Thailand Prime Minister Abhisit Offers to Hold Early Elections (May 3): Prime Minister of Thailand, Vejjajiva Abhisit, offers to hold early elections–one of the key demands of protesters loyal to former prime minister Thaksin Shinawatra, called red shirts, who have been rioting since April—if the protesters called off their demonstrations, but they reject the gesture. Abhisit withdraws his offer and orders troops to blockade the protest area. (May 13): What started as a peaceful protest disintegrates into violence; the military fires upon the protesters and hits Khattiya Sawatdiphol, a general who sided with the red shirts. He later dies of his injuries. His death sparks further violence, and the protesters retaliated with grenade attacks. (May 17): The red shirts then offer to negotiate with the government, but are rebuffed.

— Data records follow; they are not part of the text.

PR #1417, opened 2026-06-02
Keep presets loading with bad local state

redpersongpt:
the presets ui still parsed a couple of localStorage values directly. one broken value could take down the character picker or persistent chat switching.

this adds small typed fallbacks for those stores.

checked: pytest -q tests/test_preset_local_storage_js.py
checked: node --check static/js/presets.js

### DIFF
--- a/static/js/presets.js
+++ b/static/js/presets.js
@@ -8,6 +8,24 @@ let API_BASE = '';
 let selectedPreset = null;
 let presets = {};
 
+export function loadStoredArray(key) {
+  try {
+    const value = JSON.parse(localStorage.getItem(key) || '[]');
+    return Array.isArray(value) ? value : [];
+  } catch (e) {
+    return [];
+  }
+}
+
+export function loadStoredObject(key) {
+  try {
+    const value = JSON.parse(localStorage.getItem(key) || '{}');
+    return value && typeof value === 'object' && !Array.isArray(value) ? value : {};
+  } catch (e) {
+    return {};
+  }
+}
+
 // Built-in prompt templates (moved from cot_prompts.py)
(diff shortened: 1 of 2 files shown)


pewdiepie-archdaemon:
This was clean before #1416 merged, but it now needs a rebase on current `main`. Intended diff is only:

```text
static/js/presets.js
tests/test_preset_local_storage_js.py
```

but direct diff currently also includes already-merged #1416 files:

```text
src/settings.py
tests/test_settings_store_shape.py
```

Current `main` is `35c40bce75e929399342d858aaff92d3da4a4bb3`. After rebase, direct diff should only be the presets JS/test files.

redpersongpt:
rebased after #1416. two-dot is back to just presets.js and its test. reran pytest and node --check too.

pewdiepie-archdaemon:
After #1395 merged, this branch is one merge stale. Intended diff is `static/js/presets.js` + `tests/test_preset_local_storage_js.py`, but direct diff also includes `scripts/odysseus-preset` and `tests/test_preset_cli_store.py`.\n\nPlease rebase onto current `main` (abbc073) so the direct diff only contains the preset UI local-storage fix.

redpersongpt:
rebased again onto abbc073. two-dot is back to just presets.js and its test.

pewdiepie-archdaemon:
After #1418 merged, this branch is one merge stale. Intended diff is `static/js/presets.js` + `tests/test_preset_local_storage_js.py`, but direct diff also includes `static/js/group.js` and `tests/test_group_chat_storage.py`.\n\nPlease rebase onto current `main` (5fd71f6) so the direct diff only contains the preset local-state fix.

They then engage in large-scale rioting, looting, and the firebombing of several buildings, including Thailand’s stock exchange and largest department store. The government cracks down on the movement (May 19): Rioters disperse, and protest leaders surrender. They will face terrorism charges. In the 68 days of the protests, 68 people died. The red shirts bore the brunt of most of the casualties.
Picasso Painting Sells for Record-Setting $106.5 Million (May 5): A Picasso painting sells for a record-breaking $106.5 million at a Christie’s auction. The painting, “Nude, Green Leaves and Bust,” depicts Picasso’s mistress and was painted in just one day in 1932. It was being sold by the estate of philanthropist Frances Lasker Brody.

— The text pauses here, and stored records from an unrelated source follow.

PR #1418, opened 2026-06-02
Keep group chat session cache loading

redpersongpt:
group chat still parsed its sidebar session cache directly. malformed json, or a valid non-array value, could silently stop the parent session from being registered.

this uses the existing safe storage loader and keeps a typed fallback.

checked: pytest -q tests/test_group_chat_storage.py
checked: node --check static/js/group.js

### DIFF
--- a/static/js/group.js
+++ b/static/js/group.js
@@ -8,6 +8,7 @@ import spinnerModule from './spinner.js';
 import { providerLogo } from './providers.js';
 import { PROMPT_TEMPLATES, getAllPresets } from './presets.js';
 import { sortModelObjects } from './modelSort.js';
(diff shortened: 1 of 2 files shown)


pewdiepie-archdaemon:
This looks intended to touch only `static/js/group.js` and `tests/test_group_chat_storage.py`, but the direct diff against current `main` also includes the merged preset CLI files.\n\nPlease rebase onto current `main` (abbc073) so the direct diff only contains the group-chat cache fix.

redpersongpt:
rebased onto abbc073. two-dot is back to just group.js and its test. reran pytest and node --check too.

PR #689, opened 2026-06-01
Add UI scale control for large/ultrawide displays

Zeus-Deus:
## Summary

On 3440×1440 (and other high-resolution / ultrawide) displays the interface rendered far too small, with no visible way to scale it. This adds a discoverable **UI Scale** control. Fixes #209.

> The Edge sidebar text-clipping fix originally bundled here has been split out into its own PR (#1420), per review.

## Changes

**New "UI Scale" control — Theme → Customize → Font & Layout**
- A slider, − / + steppers and a **Reset** button spanning **80%–200%**, with a live `%` readout and helper text.
- Applies CSS `zoom` to `<html>` so every `px` / `rem` / `em` scales uniformly. The existing **Density** option only nudges the root `font-size`, which barely moves the overwhelmingly px-based chrome; `zoom` behaves like native browser zoom and is honoured by Edge (Chromium) and Firefox 126+.
- Persisted on its own `localStorage` key (`odysseus-ui-scale`), **independent of the theme**, so the chosen scale survives theme switches.
- Re-applied in the early `<head>` script so there is **no flash of unscaled UI** on load.

## Screenshots

Tested across normal desktop, ultrawide, and mobile.

**The control — desktop (Theme → Customize → Font & Layout):**

UI Scale control on desktop

**Ultrawide 3440×1440 — before (100%):** tiny UI, lost in the canvas.

Ultrawide before, 100%

**Ultrawide 3440×1440 — after (UI Scale 150%):** same canvas, interface legible.

Ultrawide after, 150%

**Mobile 390×844 — 100%:** responsive layout unaffected (sidebar collapses to the hamburger).

Mobile at 100%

Prime Minister Brown Announces Imminent Resignation (May 10): British Prime Minister Gordon Brown announces he will resign as the head of his Labour Party by September. The country’s general election produced a hung Parliament—none of the competing parties won enough votes—last week, and Brown announces his commitment to negotiate a new government before he leaves office. (May 11): Brown formally resigns as prime minister after acknowledging that his Labour Party will be unable to form a majority in Parliament. He recommends Conservative Party leader David Cameron as his successor; consequently, Cameron creates a coalition government with the ideologically opposed Liberal Democrats and becomes the prime minister of the United Kingdom. The leader of the Liberal Democrats, Nick Clegg, will become deputy prime minister. This is the first coalition government in the U.K. since World War II.
U.S. Forms Agreement with Russia, China, and Others on Sanctions for Iran (May 19): The United States and major world powers Russia, China, and others agree to impose a fourth set of sanctions on Iran’s nuclear program, in an attempt to stop the country from enriching uranium. The agreement is revealed shortly after Iran announces its own deal with Turkey and Brazil to relinquish half of the country’s stockpile of nuclear fuel for a year. None of the three previous sets of sanctions had any effect on Iran’s program to enrich uranium nor its willingness to fully disclose actions to international inspectors.
Israeli Attack on Pro-Palestinian Aid Flotilla (May 31): Nine people are dead after an Israeli navy commando attacks a flotilla of cargo ships and passenger boats on their way to Gaza to provide aid and supplies for the area. Israel claims that the passengers on the flotilla, who were pro-Palestinians and mostly Turks, presented themselves as humanitarians but were clearly hostile.
Al Qaeda Leader in Afghanistan Killed in American Strike (May 31): The top financial chief and co-founder of Al Qaeda in Afghanistan, Mustafa Abu al-Yazid, is killed in an American drone attack in Pakistan. American intelligence officials say he was the third highest leader in the organization, behind Osama Bin Laden and his deputy, Ay man al-Zawahri.